PR #3662, opened 2026-03-17
Clean-up and format target files

HannesWell:
Leverage omitted version specification to get the latest version available in locations.
Use version ranges where versions are necessary, because not always the latest version is intended.

Remove unused `sequenceNumber` attribute.
Additionally format file content.

This is similar to
- https://github.com/eclipse-mwe/mwe/pull/362

### DIFF
--- a/org.eclipse.xtext.tests/testdata/wizard-expectations/full/full.parent/full.target/full.target.target
+++ b/org.eclipse.xtext.tests/testdata/wizard-expectations/full/full.parent/full.target/full.target.target
@@ -1,35 +1,35 @@
 <?xml version="1.0" encoding="UTF-8" standalone="no"?>
 <?pde version="3.8"?>
-<target name="full.target" sequenceNumber="1">
+<target name="full.target">
 	<targetJRE path="org.eclipse.jdt.launching.JRE_CONTAINER/org.eclipse.jdt.internal.debug.ui.launcher.StandardVMType/JavaSE-21"/>
 	<locations>
 		<location includeAllPlatforms="false" includeConfigurePhase="false" includeMode="planner" includeSource="true" type="InstallableUnit">
-			<unit id="org.eclipse.jdt.feature.group" version="0.0.0"/>
-			<unit id="org.eclipse.platform.feature.group" version="0.0.0"/>
-			<unit id="org.eclipse.pde.feature.group" version="0.0.0"/>
-			<unit id="org.eclipse.draw2d.feature.group" version="0.0.0"/>
-			<unit id="org.eclipse.emf.sdk.feature.group" version="0.0.0"/>
+			<unit id="org.eclipse.jdt.feature.group"/>
+			<unit id="org.eclipse.platform.feature.group"/>
+			<unit id="org.eclipse.pde.feature.group"/>
+			<unit id="org.eclipse.draw2d.feature.group"/>
+			<unit id="org.eclipse.emf.sdk.feature.group"/>
 			<repository location="https://download.eclipse.org/releases/2026-06"/>
 		</location>
 		<location includeAllPlatforms="false" includeConfigurePhase="false" includeMode="planner" includeSource="true" type="InstallableUnit">
-			<unit id="org.eclipse.emf.mwe2.launcher.feature.group" version="0.0.0"/>
+			<unit id="org.eclipse.emf.mwe2.launcher.feature.group"/>
 			<repository location="https://download.eclipse.org/modeling/emft/mwe/updates/releases/2.25.0/"/>
 		</location>
 		<location includeAllPlatforms="false" includeConfigurePhase="false" includeMode="planner" includeSource="true" type="InstallableUnit">
-			<unit id="org.eclipse.xtext.sdk.feature.group" version="0.0.0"/>
+			<unit id="org.eclipse.xtext.sdk.feature.group"/>
 			<repository location="https://download.eclipse.org/modeling/tmf/xtext/updates/milestones/"/>
 		</location>
 		<location includeAllPlatforms="false" includeConfigurePhase="false" includeMode="planner" includeSource="true" type="InstallableUnit">
-			<unit id="com.google.gson" version="2.13.2"/>
-			<unit id="com.google.inject" version="7.0.0"/>
-			<unit id="jakarta.inject.jakarta.inject-api" version="2.0.1"/>
-			<unit id="org.antlr.runtime" version="3.2.0.v20230929-1400"/>
-			<unit id="org.junit" version="0.0.0"/>
-			<unit id="org.hamcrest" version="2.2.0"/>
-			<unit id="org.hamcrest.core" version="2.2.0.v20230809-1000"/>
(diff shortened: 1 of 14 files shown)


org.eclipse.xtext.tests/testdata/wizard-expectations/full/full.parent/full.target/full.target.target
```diff
@@ -1,35 +1,35 @@
 <?xml version="1.0" encoding="UTF-8" standalone="no"?>
 <?pde version="3.8"?>
-<target name="full.target" sequenceNumber="1">
+<target name="full.target">
```
LorenzoBettini, line 3: I think it's fine to remove "0.0.0" and have version ranges (though, in that respect, I'd like to hear from @cdietrich because I don't know whether we have a strict version to keep it in sync with our BOM).

Concerning the removal of sequenceNumber: I thought that's used by PDE to understand whether the target platform should be reloaded, e.g., after updating from Git. Isn't that needed anymore?

cdietrich: in the past we had hickups sometimes ....
thus we initially went better safe than sorry

cdietrich: see my comment and eds answer on the mwe pr about sequence number

HannesWell: > I think it's fine to remove "0.0.0" and have version ranges (though, in that respect, I'd like to hear from @cdietrich because I don't know whether we have a strict version to keep it in sync with our BOM).

Since you use, at least for release, p2-repositories that are stable/do not change, the version range just selects from what's available in the specified repositories. In fact, actually the listed p2-repositories are the main definition of the version of artifacts.
And in that case, specifying a version range is only necessary if there are two bundles with the same version (e.g. a version 1.X and 2.Y) or if in the future there could be one and you'd get 'notified' by a resolution failure if the current version (range) is not available anymore.

> Concerning the removal of sequenceNumber: I thought that's used by PDE to understand whether the target platform should be reloaded, e.g., after updating from Git. Isn't that needed anymore?

Yes that's not used by PDE for a long time, not even read anymore for some time and not even updated in Oomph anymore since yesterday:
- https://github.com/eclipse-mwe/mwe/pull/362#discussion_r2944875204

LorenzoBettini: > Yes that's not used by PDE for a long time, not even read anymore for some time and not even updated in Oomph anymore since yesterday:

I wasn't taliking about Oomph: if in Eclipse I update from Git and the target platform has changed, I had the feeling that PDE would resolve the new one only if the sequenceNumber has changed. Alternatively, if I manually change the target file and reload it, I had the impression that PDE did not bother updating the target platform unless the sequenceNumber has changed.

Of course, if you tell me that PDE just ignores that sequenceNumber, we can safely remove it.

HannesWell: > Of course, if you tell me that PDE just ignores that sequenceNumber, we can safely remove it.

Yes PDE ignores that number and it can safely be removed.

LorenzoBettini: Then, that's OK.

But then the target file editor does not even increment that number anymore upon modifying and saving?

HannesWell: > But then the target file editor does not even increment that number anymore upon modifying and saving?

Yes, exactly.

HannesWell:
@cdietrich, @LorenzoBettini can this now be submitted?

LorenzoBettini:
There's a test failure on Jenkins https://ci.eclipse.org/xtext/job/xtext/job/PR-3662/6/testReport/junit/org.eclipse.xtext.ui.tests.editor.hover/ProblemHoverTest/testAnnotations/

Maybe it's not related, but I'll restart the build.

HannesWell:
The latest build has failures again, but I assume they're unrelated.

HannesWell:
@LorenzoBettini, @cdietrich can this be submitted now?

iloveeclipse:
Interesting. In our custom build (based on latest SDK nightly) we see now **two** versions of `org.antlr.runtime` in Xtext build
```
tmf-xtext-Update-2.43.0/plugins/org.antlr.runtime_3.2.0.v20230929-1400.jar
tmf-xtext-Update-2.43.0/plugins/org.antlr.runtime_3.5.3.v20230929-1400.jar
```
Last week build only had `3.2.0.v20230929-1400` version. 
So there is some dependency now that pulls in "latest"?

cdietrich:
cc @HannesWell

iloveeclipse:
Not sure whether the official Xtext build also has two versions, I don't know where are nightly artifacts from Xtext are hosted. Could be of course our internal issue with latest nightly platform we set to build Xtext.

cdietrich:
you can check at https://ci.eclipse.org/xtext/job/xtext/job/main/2877/artifact/build/p2-repository/

and this is what i feared with these "no versions"
osgi does tooo much magic

iloveeclipse:
> you can check at https://ci.eclipse.org/xtext/job/xtext/job/main/2877/artifact/build/p2-repository/
> 
> and this is what i feared with these "no versions" osgi does tooo much magic

Yep, same issue like with out build, two antlr versions:

image

LorenzoBettini:
Then the corresponding version constraint must be reset..

HannesWell:
> Then the corresponding version constraint must be reset..

If you only want version 3.2.0, then yes. My suggestion is to use suitable version ranges (in this case `[3.2, 3.3)`), in order to avoid the need to adjust the version with each update of a repo that has this changed.
If that's what you want, I can create a PR for it. If you want something else I can create a corresponding PR too.

Out of curiosity: Why are using requiring `antlr.runtime` 3.2 and not the latest 3.5?

> and this is what i feared with these "no versions"
> osgi does tooo much magic

Actually there is no magic at all. This can all be explained straight forward:

Both versions are contained in the target at the moment
grafik

Almost all Xtext plugin have their dependency on antlr.runtime locked to 3.2.0, but the antlr.generator has an open ended requirement on antlr.runtime:
grafik

And this pulls in the later version.

HannesWell:
> Out of curiosity: Why are using requiring `antlr.runtime` 3.2 and not the latest 3.5?

This question was also asked, but not really answered in
- https://github.com/eclipse-xtext/xtext/issues/3352

cdietrich:
we want 3.2 and there is obviously noone with time and knowledge to look into newer versions
cause this is also the version we use the generator of.

cdietrich:
@HannesWell @LorenzoBettini can one of you open a pr.
as i indicated last call i dont have time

Work item ▸ Return every line from the entries above that contains the word "curiosity".

Output ▸
Out of curiosity: Why are using requiring `antlr.runtime` 3.2 and not the latest 3.5?
> Out of curiosity: Why are using requiring `antlr.runtime` 3.2 and not the latest 3.5?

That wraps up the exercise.